Sunday, June 18, 2006

var partition filling up

Recently I had the chance to do some work for a linux server and and encountered some problems with the /var partition filling up really quickly.

du vs df
There are two common tools for looking at disk usage. df which lists all the partitions in your system, with the amount of space used/free and percentage, and du, usually run as du -sh * which gives a listing of all the files in the current directory (including subdirectories). df is helpful in finding if a partition is filling up, and du helpful in finding out which subdirectory is contributing how much to that space usage.

MySQL InnoDB
If your /var/lib/mysql is filling up, its probably innodb tables.

I had MySQL 5.0, and am using innodb tables. The innodb database (unless you configure it to use a separate file for each table, which is useful for things like separate partitions for separate dbs) uses a number of redo (temp) log files (default is /var/mysql/iblogfile0 and /var/mysql/iblogfile1) as well as a appending transaction log (default /var/mysql/ibdata1). The log files have a fixed (small ~5M) size but the transaction log will (note this!) keep growing in size and will not shrink even if you delete records - it logs transaction history, not just data.

In our case the transaction log grew too large, so we added a new autoextend file on a larger partition, with monthly note to dump and reimport all innodb data to clear the transaction log. The following documentation link has details to both
http://dev.mysql.com/doc/refman/5.0/en/adding-and-removing.html


sendmail clientmqueue
Another candidate for "var filling up" troubles is /var/spool/clientmqueue . This is a mail queue that stores as files emails that could not be processed or otherwise need to be cached (for mostly retrying). This is separate from mqueue (google mqueue vs clientmqueue).

Why is clientmqueue filling up? Most likely there are undeliverable messages heading towards your users. If you are running a sendmail server, then likely your sendmail is being misconfigurated and undeliverable spam mail is being stored in clientmqueue.

If you aren't running a sendmail server, then the only way that undeliverable mail gets sent to your server is locally - invoking sendmail separately. You could check if there are automated scripts on your server sending users mail that is not being delivered. One likely cause is cron sending the root or owner user emails about cron jobs status or output. To fix this, you can add MAILTO="" to all the cron files in your system, including user/root crontabs and cron.daily, cron.weekly, etc. I also usually direct cron output to the null device by appending the cron job's command with > /dev/null, just in case.

We also found alternate workarounds like getting cron to use mail.local instead of sendmail to send emails (again google is your friend) but did not try to implement that.

Open files

The way linux treats open files is that if an open file is deleted, then the file doesn't actually get deleted until its closed. This means that for example if your application(s) is reading from/writing to a (log) file, and you delete the file from the shell, the file is not actually deleted until your application(s) close the file. Now the file is removed from the directory listing immediately, so its not apparent to the user that the file is still there and taking up space.

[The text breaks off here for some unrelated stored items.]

PR #746, opened 2020-11-21
Delete attachment fixed

quirinoflavio:
## Description
The method used to delete an attachment is POST.

### DIFF
--- a/src/main/java/cloud/fogbow/ras/core/plugins/interoperability/googlecloud/attachment/v1/GoogleCloudAttachmentPlugin.java
+++ b/src/main/java/cloud/fogbow/ras/core/plugins/interoperability/googlecloud/attachment/v1/GoogleCloudAttachmentPlugin.java
@@ -30,17 +30,15 @@ import java.util.Properties;
 public class GoogleCloudAttachmentPlugin implements AttachmentPlugin<GoogleCloudUser> {
     private static final Logger LOGGER = Logger.getLogger(GoogleCloudAttachmentPlugin.class);
 
-
-    //To delete an instance the body must be empty.
-    //Somehow content_length is not added to headers when the request body is empty.
-    //So the request will return a code > 204 (HttpStatus.SC_NO_CONTENT) and CloudHttpClient will throw an exception.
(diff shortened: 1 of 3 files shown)


src/main/java/cloud/fogbow/ras/core/plugins/interoperability/googlecloud/attachment/v1/GoogleCloudAttachmentPlugin.java
```diff
@@ -117,7 +118,7 @@ AttachmentInstance buildAttachmentInstanceFrom(GetAttachmentResponse response) {
         String device = response.getDevice();
 
         // TODO - Can I use 'status' from Cloud response?
-        String googleCloudState = EMPTY_STRING;
+        String googleCloudState = GoogleCloudConstants.EMPTY_STRING;
```
fubica, line 121: Not only you can, but you should. This field is called cloudState. It should not be confused with OrderState.

src/main/java/cloud/fogbow/ras/core/plugins/interoperability/googlecloud/attachment/v1/GoogleCloudAttachmentPlugin.java
```diff
@@ -30,8 +30,11 @@
 public class GoogleCloudAttachmentPlugin implements AttachmentPlugin<GoogleCloudUser> {
     private static final Logger LOGGER = Logger.getLogger(GoogleCloudAttachmentPlugin.class);
 
-    @VisibleForTesting
-    static final String EMPTY_STRING = "";
+
+    //To delete an instance the body must be empty.
+    //Somehow content_length is not added to headers when the request body is empty.
+    //So the request will return a code > 204 (HttpStatus.SC_NO_CONTENT) and CloudHttpClient will throw an exception.
+    static final String SPECIAL_EMPTY_BODY = "{null:null}";
```
fubica, line 37: Does the above comment still make sense? If not, remove. If yes, then perhaps you might want to rephrase it to make it clearer.

fubica (changes requested):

This is where du and df can report different stats - du, which looks at each file, will not report the space taken up by deleted open files. df which looks at disk/block usage, will. If you get a huge difference between the space usage indicated by du and df, this is usually the case.

One useful tool for seeing open files and the application/processes using them is lsof. e.g. lsof /var gives a listing of all the open files under /var as well as the process ids and associated running user using them.

In our case, we had rotated the Apache logs for the day but mistakenly left Apache such that some of its processes were still writing to the old log file (deleted), which grew to be quite big. Forcing Apache to return with httpd -k stop; httpd -k start did the trick. httpd -k restart might work as well, since I believe all processes are eventually deleted and recreated, but im not too sure when it would happen.